Issue #1452, opened 2024-07-23
Disparity in OpenAPI spec and TS types for "offset"


samwillis:
Open api spec shows the offset in the format "number/number", the types and the repose from the sync service have "number_number".

PR #1528, opened 2024-08-15
docs: fix offset formatting in OpenAPI spec

kevin-dp:
Some examples in the OpenAPI spec were still using the old `number/number` format for log offsets instead of `number_number`. This fixes those occurences as per https://github.com/electric-sql/electric/issues/1452.


KyleAMathews (approved):
:shipit:

PR #1532, opened 2024-08-16
feat: move JSON serialization at snapshot creation to PostgreSQL query

icehaunter:
This moves us building up JSON from Elixir to Postgres Query, which should be faster.

### DIFF
--- a/packages/sync-service/lib/electric/log_items.ex
+++ b/packages/sync-service/lib/electric/log_items.ex
@@ -1,13 +1,11 @@
 defmodule Electric.LogItems do
   alias Electric.Replication.Changes
   alias Electric.Replication.LogOffset
-  alias Electric.Shapes.Shape
-  alias Electric.Utils
 
   @moduledoc """
   Defines the structure and how to create the items in the log that the electric client reads.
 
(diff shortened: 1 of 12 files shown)


PerplexityCoding:
Hello, thanks for this feature. This is an interesting project.

It also fixed the issue where every NULL column were returning an empty string : arrays and jsonb. As mention on https://github.com/electric-sql/electric/issues/1536

Before, using my database it was making jsonb  / arrays throws errors during parsing.

Now just pgArrayParser is throwing an error because the value of array in null.
I don't think parsing null row is necessary (?).

With that i can now received my data from ShapeStream.

Here is the patch
```diff
--- a/packages/typescript-client/src/parser.ts	(revision aaee4e7ab54b90b31b7753300629effbc2cc88c8)
+++ b/packages/typescript-client/src/parser.ts	(date 1724249417943)
@@ -92,7 +92,9 @@
         // Parse the row values
         const row = value as Record<string, Value>
         Object.keys(row).forEach((key) => {
-          row[key] = this.parseRow(key, row[key] as string, schema)
+          if (row[key] != null) {
+            row[key] = this.parseRow(key, row[key] as string, schema)
+          }
         })
       }
       return value
```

⁂

- Task to carry out: Once each line with "Replication" in the entries is counted, state the total and nothing else.

- Response box: 2